▶ _TASK DIRECTIONS_
Look for the word "brendankenny" in the entries below, then copy every line that has it.

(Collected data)
------
Issue #1917, opened 2017-03-27
Report: top-level warn if initialUrl and finalUrl are different


ebidel:
We need to figure out some way of notifying the user if the `finalUrl` ended up on a different origin than the `initialUrl`. Mainly for the CLI and WPT cases where users can put in a URL. For the CRX / DT, users typically end up on the final URL before testing.

Separating this out from https://github.com/GoogleChrome/lighthouse/issues/715. @brendankenny said:

> Sounds good. To close the loop: another issue with initial vs final URL is clearing storage, which is done per origin. If a redirect goes cross origin the cache, SW, etc are not cleared.

> In the CLI this is only a problem if not using the default clean Chrome. In the extension you're usually already on the final (possibly redirected) URL, except when sites redirect you to a different origin due to mobile emulation.

brendankenny:
HTTP -> HTTPS redirects should get this warning too (#2397)

connorjclark:
I'm not sure we need to have different warnings if just the origin changes. Let's do just a generic warning if requested !== final.

PR #1919, opened 2017-03-27
Offline audit: add warning if initial url != final url

### LINKED ISSUE #715: "URL responds with a 200 when offline": initial URL or final URL?

ebidel:
R: @brendankenny all

Fixes #715. I ran into this when debugging and was very confused.  Especially since the report header shows the `finalUrl` and we never tell the user there was a redirect.

https://github.com/GoogleChrome/lighthouse/issues/1917 is still open to message a top-level waring if initial url != final url.

Test with: 
```
# no warning
npm run fast -- --output=html --view https://www.chromestatus.com/features
# warning
npm run fast -- --output=html --view https://www.chromestatus.com
```

### DIFF
--- a/lighthouse-core/audits/works-offline.js
+++ b/lighthouse-core/audits/works-offline.js
@@ -30,7 +30,7 @@ class WorksOffline extends Audit {
       helpText: 'If you\'re building a Progressive Web App, consider using a service worker so ' +
           'that your app can work offline. ' +
           '[Learn more](https://developers.google.com/web/tools/lighthouse/audits/http-200-when-offline).',
-      requiredArtifacts: ['Offline']
+      requiredArtifacts: ['Offline', 'URL']
     };
   }
 
@@ -39,8 +39,16 @@ class WorksOffline extends Audit {
    * @return {!AuditResult}
    */
   static audit(artifacts) {
+    let debugString;
+    if (artifacts.URL.initialUrl !== artifacts.URL.finalUrl) {
+      debugString = 'WARNING: You may be failing this check because your test URL ' +
+          `(${artifacts.URL.initialUrl}) was redirected to ${artifacts.URL.finalUrl}. ` +
+          'Try testing the second URL directly.';
+    }
+
     return {
-      rawValue: artifacts.Offline === 200
+      rawValue: artifacts.Offline === 200,
+      debugString
     };
   }
 }
--- a/lighthouse-core/audits/works-offline.js
+++ b/lighthouse-core/audits/works-offline.js
@@ -16,6 +16,7 @@
  */
 'use strict';
 
+const URL = require('../lib/url-shim');
 const Audit = require('./audit');
 
 class WorksOffline extends Audit {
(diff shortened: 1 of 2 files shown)


lighthouse-core/audits/works-offline.js
```diff
@@ -39,8 +39,16 @@ class WorksOffline extends Audit {
    * @return {!AuditResult}
    */
   static audit(artifacts) {
+    let debugString;
+    if (artifacts.URL.initialUrl !== artifacts.URL.finalUrl) {
+      debugString = 'WARNING: You may be failing this check because your test URL ' +
+          `(${artifacts.URL.initialUrl}) was redirected to ${artifacts.URL.finalUrl}. ` +
```
brendankenny: quotes or something to delineate the second URL? could get messy

lighthouse-core/audits/works-offline.js
```diff
@@ -39,8 +39,16 @@ class WorksOffline extends Audit {
    * @return {!AuditResult}
    */
   static audit(artifacts) {
+    let debugString;
+    if (artifacts.URL.initialUrl !== artifacts.URL.finalUrl) {
```
brendankenny: do you want to use `URL.equalWithExcludedFragments` here? I don't see how you could get into a redirect situation where it would matter, but as far as network requests are concerned, with or without the fragment would be the same URL.

lighthouse-core/audits/works-offline.js
ebidel: done

lighthouse-core/audits/works-offline.js
ebidel: done

lighthouse-core/test/audits/works-offline-test.js
```diff
@@ -18,18 +18,38 @@
...
+    });
+
+    assert.equal(output.rawValue, true);
+    assert.ok(!output.debugString);
+  });
+
+  it('warns if initial url does not match final url', () => {
+    const output = Audit.audit({
+      Offline: 200,
+      URL: {initialUrl: URL, finalUrl: '${URL}/features'}
```
ebidel: whoops. this was passing just because they didn't match :)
------
▶ _RESPONSE TO THIS TASK_
Separating this out from https://github.com/GoogleChrome/lighthouse/issues/715. @brendankenny said:
brendankenny:
R: @brendankenny all
brendankenny: quotes or something to delineate the second URL? could get messy
brendankenny: do you want to use `URL.equalWithExcludedFragments` here? I don't see how you could get into a redirect situation where it would matter, but as far as network requests are concerned, with or without the fragment would be the same URL.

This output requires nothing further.